Au XIXᵉ siècle, une orchidée venue du Brésil, la Cattleya labiata, a déclenché en Europe une véritable fièvre baptisée orchidomanie. Entre fascination scientifique, symbole de statut social et ruée commerciale effrénée, cette fleur rare cristallisait toutes les contradictions de l’ère victorienne. Et l’histoire de sa découverte et de sa disparition apparente raconte autant l’essor du capitalisme mondialisé que les premières inquiétudes environnementales.
En 1818, une orchidée fut envoyée du Brésil en Grande-Bretagne. Le spécimen, plus tard baptisé Cattleya labiata, avait été collecté par William Swainson, un naturaliste anglais désireux de se faire un nom à une époque où l’histoire naturelle devenait une mode.
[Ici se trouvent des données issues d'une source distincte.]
PR #173, opened 2015-06-07
Improved user lists

gentlecat:


gentlecat:
*http://metabrainz.mbsandbox.org/supporters*

metabrainz/templates/users/supporters-list.html
```diff
@@ -24,7 +24,7 @@ <h1 class="page-title">Supporters</h1>
         <div class="users-grid">
           {% for user in featured_users %}
             <div class="user">
-              <a href="{{ url_for('users.tier', tier_id=tier.id) }}">
+              {% if user.website_url %}<a href="{{ user.website_url }}">{% endif %}
```
gentlecat: We are currently not showing there which users have bad standing. Not sure if we should do it there like on tier page (see my change to *metabrainz/templates/users/tier.html* in this pull request).

mayhem: I think we should. I doubt many people will click through to the individual tiers page. I think I might toss Zvooq into this bin, so we can see how it looks on the site. Please add this and then feel free to merge.

mayhem:
:+1:

PR #180, opened 2015-07-14
MEB-11: Removed payment_method column from User model

gentlecat:
```sql
ALTER TABLE "user" DROP COLUMN payment_method;
```

*Fixes [MEB-11](http://tickets.musicbrainz.org/browse/MEB-11).*


mayhem:
Doesn't removing code feel good? :+1:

Lorsqu’on parvint finalement à la faire fleurir, révélant des pétales cramoisis en forme de lèvres, C. labiata fut unanimement reconnue comme l’une des plus splendides de son genre. Elle « doit susciter l’admiration de tout spectateur qui n’est pas complètement insensible aux charmes de la nature », écrivit un admirateur passionné.
Malheureusement, Swainson avait émigré en Nouvelle-Zélande sans préciser exactement d’où provenait son spécimen. D’autres membres du genre Cattleya furent ensuite décrits, mais aucun autre exemple de C. labiata ne fut retrouvé. Dans les années 1880, au grand désarroi des anthophiles, il était largement mis en doute qu’elle existât encore. Puis, à la veille de l’Exposition universelle de Paris en 1889, une peinture fut découverte, laissant penser qu’il y en avait d’autres. Une nouvelle ère frénétique d’orchidomanie prit alors naissance.
L’universitaire britannique Sarah Bilston découvrit ce phénomène en effectuant des recherches pour un précédent ouvrage. Les Victoriens étaient en effet devenus obsédés par l’idée de posséder ces plantes, en partie par intérêt scientifique et en partie pour exhiber leur richesse dans une société nouvellement enrichie. Les orchidées exotiques pouvaient se vendre au prix d’un mois de salaire d’un employé de bureau, ce qui en faisait des symboles de statut comparables à un sac Birkin ou une voiture de sport aujourd’hui.
La ferveur gagna les plus hautes sphères de la société: même la reine Victoria appréciait ces fleurs.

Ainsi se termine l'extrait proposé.